What to work on ->
Collect all lines containing the word "files" from the data.

(Stored dataset items)
PR #1398, opened 2019-05-29
filemnt: Move image file mountpoint from /mnt to /media

rizalmart:
Moving mounted image from /mnt to /media will shows the mounted disk image on file managers like Thunar and PCManFM for easy unmounting. Also pup-volume-monitor supports detection of mountpoints in /media.

### DIFF
--- a/woof-code/rootfs-skeleton/usr/sbin/filemnt
+++ b/woof-code/rootfs-skeleton/usr/sbin/filemnt
@@ -137,7 +137,6 @@ if [ "$MNTEDLOOP" = "" ];then #not mounted on $MOUNTPOINT
          ;;
       img|hfv|vfd|dsk)
         mount -o loop "$imgFile" "$MntPt"
-        Err=$?
         ;;   
       *) 
          mount -t $Type -o loop,rw "$imgFile" "$MOUNTPOINT"
--- a/woof-code/rootfs-skeleton/usr/sbin/filemnt
+++ b/woof-code/rootfs-skeleton/usr/sbin/filemnt
@@ -35,9 +35,13 @@ if [ "$MNTEDLOOP" = "" ];then #not mounted on $MOUNTPOINT
     2fs) Type='ext2'     ; check_luks=yes ;;
     3fs) Type='ext3'     ; check_luks=yes ;;
     4fs) Type='ext4'     ; check_luks=yes ;;
-    sfs) Type='squashfs' ;;
+    sfs|lzm|xzm|sb|squashfs) Type='squashfs' ;;
     iso) Type='iso'      ;;
     wim) Type='wim'      ;;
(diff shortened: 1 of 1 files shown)


wdlkmpx:
I use pcmanfm+pup-volume-monitor.

I don't see the expected results...

You might want to share a 32bit binary of your pup-volume-monitor to see if it works..

rizalmart:
I think they remove that functionality on the source code. Here is the pup-volume-monitor that was used in X-Slacko Slim (Just remove .txt extension). Also detection of mounted images can also detected by  udisk2-volume-monitor

[pup-volume-monitor.tar.xz.txt](https://github.com/puppylinux-woof-CE/woof-CE/files/3234836/pup-volume-monitor.tar.xz.txt)

wdlkmpx:
It was simplified a bit, but no features were removed, only duplicate
code although there is a report that there is an issue in a recent 64
bit distro... because something is probably missing, an element or a
class that was defined before but it's no longer defined, if i trust
what my 7th sense tells me.

The binary you provided behaves exactly the same, what should i mount?
I mounted a savefile, a sfs file.

We're probably using completely different setups, i do use pcmanfm but
with jwm instead of lxpanel + openbox. I do use lxapps, but not the
whole environment.

Debian and slackware are also completely different.

rizalmart:
As long it was an image file format such as *.iso, *.sfs, *.img etc

rizalmart:
Here is the sample screenshot of Thunar running pup-volume-monitor that I sent to you
sample-screenshot

rizalmart:
Here is the sample screenshot of PCManFM running udisk2-volume-monitor (TazPuppy)
Screenshot

wdlkmpx:
Well the same binary doesn't add img files to mounted drives list in
the default build of dpup stretch. But i'll merge it anyway.

The other thing i noticed is pcmanfm's superiority in look and feel,
the shortcuts and functionality. When i tried thunar in lxslacko and
debiandog jessie i found i needed a mouse, and quickly dismissed both
isos, with pcmanfm i don't need a mouse.

And the good thing is, the latest version of pcmanfm and the whole
lxde compile in really old distros. But of course not all apps are
good, that's why you have gnome-mplayer, deadbeef, engrampa, gmrun,
geany.

peabee:
Problems:
http://murga-linux.com/puppy/viewtopic.php?p=1029738#1029738
http://murga-linux.com/puppy/viewtopic.php?p=1029739#1029739

rizalmart:
Peebee figure out the problem. There are some changes occured at libfm commited by lxde developers beyond version 1.2.5 . I think pup-volume-monitor must be updated

http://murga-linux.com/puppy/viewtopic.php?t=96875&start=345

Reply ->
(diff shortened: 1 of 1 files shown)
[pup-volume-monitor.tar.xz.txt](https://github.com/puppylinux-woof-CE/woof-CE/files/3234836/pup-volume-monitor.tar.xz.txt)
Well the same binary doesn't add img files to mounted drives list in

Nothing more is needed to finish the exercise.